Zu einer anderen Patientin, die eine Krebsoperation hinter sich hatte und vor lauter Schmerzen die nach der Operation vorgeschriebene Gymnastik an einem Tag nicht mitmachen wollte, sagte er: „Wenn Sie nicht aufstehen und sich bewegen, dann können sie sich sofort in die Kiste legen!“ Mit Kiste meinte er Sarg. Diese Äußerung fand ich außergewöhnlich geschmacklos.

Mein Vertrauen zu diesem Menschen war deshalb nicht sehr groß. An dem Tag, als meine OP nachmittags stattfinden sollte, hatte dieser Arzt sich zum Mittagessen eine Pizza kommen lassen. Nach deren Verzehr ging es ihm plötzlich so schlecht, dass er nicht mehr operieren konnte. Der beste Operateur der Klinik sprang für ihn ein.

Fachkundig wurde ich operiert und war nach drei Tagen wieder von der Intensivstation herunter. Die Heilung verlief so gut, dass ich nicht einmal Antibiotika benötigte. Meinen Tumor hatten die Ärzte komplikationslos entfernen können. Ein Doktor scherzte bei der Visite: „Der Tumor kam uns bei der OP wie ein Pingpong-Ball entgegen gesprungen!“

Von meinem Hausarzt erfuhr ich, dass der Tumor Teile meines Zwillings enthielt, den ich wohl seit meiner Geburt schon ‚unter meinem Herzen‘ getragen hatte. Dieser Zwilling war schon vor der Geburt im Mutterleib gestorben.

Mein Zimmer, in dem ich vor dem Eingriff gelegen hatte, war nach der Operation nicht mehr verfügbar, weil es renoviert wurde. So stellte man mein Bett ins Arztzimmer und immer, wenn der Arzt einen Patienten empfing, wurde mein Bett auf den Gang geschoben. Nachdem dies unzählige Male geschehen war, sodass ich keine Ruhe bekam und mich den Blicken vorbeigehender Besucher völlig ausgeliefert fühlte, stand ich unter Schmerzen von meinem Lager auf.
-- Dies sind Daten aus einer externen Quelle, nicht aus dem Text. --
PR #34, opened 2021-04-26
Session type changed to string and enforced uuid

mateuszmackowiak:


AirCasting/CoreData/Session.swift
```diff
@@ -60,46 +60,25 @@ public class Session: NSManagedObject, Identifiable {
...
-    public var uuid: SessionUUID? {
-        get { (value(forKey: "uuid") as? String).flatMap(SessionUUID.init(rawValue:)) }
-        set { setValue(newValue?.rawValue, forKey: "uuid") }
+    public var uuid: SessionUUID! {
+        get { SessionUUID(rawValue: value(forKey: "uuid") as! String) }
+        set { setValue(newValue.rawValue, forKey: "uuid") }
     }
 
-    public var deviceType: DeviceType? {
+    public var deviceType: DeviceType! {
```
smialko, line 68: Why it's forced unwrapped here? I know how it works, but I don't know why you did it this way - won't it crash when we create a session not knowing what device type is? 🤔

smialko (approved):
I have one question about force unwrapping DeviceType, but it all looks good to me 👌

AirCasting/CoreData/Session.swift
mateuszmackowiak: You are right. Will revoke

PR #35, opened 2021-04-26
Return to dashboard after creating session

anna1901:
Now after confirming creating session user goes back to dashboard view.


smialko (approved):
Nice!

PR #41, opened 2021-05-06
Thresholds slider

smialko:
**Note:** I use only one threshold - `ThresholdsSliderView(threshold: thresholds[0])`. 
In the future, we'll be using thresholds depending on the selected measurement stream. We do not have the functionality of selecting the stream yet, so I decided to simplify it for the sake of this chore.  I'm adding a ticket to Trello with the reminder about the thresholds. 

**Summary**
- I fixed the edit button view on session view,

Ich ging zu meinem Auto, das auf dem Parkplatz stand, um auf der Rückbank ein paar Stunden in Ruhe schlafen zu können.

Als meine Freundin Nicole zu Besuch kam, beschwerte sie sich lautstark bei der Klinikleitung über diese Zustände. Es stellte sich dann heraus, dass in der benachbarten Krebsstation, die auf dem gleichen Gang lag, noch ein Bett frei war. Dorthin sollte ich gebracht werden.